▶ YOUR INSTRUCTIONS
Reproduce the following records exactly from the line containing "We understand, but" onward, ending with the last line and including it.

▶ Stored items
━━━

PR #16609, opened 2022-03-30
Fix install failed by custom bundle path

nobiit:


MinerYang:
Hi @nobiit ,

I assume you are using this when the install files and other bundle files(including harbor.yml,, etc) are in different directories,
I just wondering why we need to put these file separately since you have to download the whole offline-installer bundle when you installing a new version harbor?

And for the migration and upgrade scenario, we suggest to load the whole offline installer package with new tag, not just replace the values.yml or part of these files. 

you can refer to this doc [Upgrade Harbor and Migrate Data](https://goharbor.io/docs/1.10/administration/upgrade/)
If there's any scenarios that I haven't covered yet, please point me out.

Best.

nobiit:
I'm trying to deploy on Swam cluster, so I need to run DIND, and I want to package Harbor into a single image.
So, I want the config and the base file (installation package) to be in 2 different folders.

MinerYang:
> I'm trying to deploy on Swam cluster, so I need to run DIND, and I want to package Harbor into a single image. So, I want the config and the base file (installation package) to be in 2 different folders.

We understand, but this is not a common case for harbor users. I strongly suggest you to fork your own repository and customize the functionality you want.

Thanks for your effort!

wy65701436:
Close it per @MinerYang 's comment. If you still think it's a valid requiret, please file discussion on it.

PR #16610, opened 2022-03-30
Use list user groups API to search groups

### LINKED ISSUE #16408: List user groups API should support  group_name query string

AllForNothing:
Fixes #16408


YangJiao0817 (approved):

wy65701436 (approved):
lgtm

━━━

▶ OUTPUT OF THE TASK
We understand, but this is not a common case for harbor users. I strongly suggest you to fork your own repository and customize the functionality you want.

Thanks for your effort!

wy65701436:
Close it per @MinerYang 's comment. If you still think it's a valid requiret, please file discussion on it.

PR #16610, opened 2022-03-30
Use list user groups API to search groups

### LINKED ISSUE #16408: List user groups API should support  group_name query string

AllForNothing:
Fixes #16408


YangJiao0817 (approved):

wy65701436 (approved):
lgtm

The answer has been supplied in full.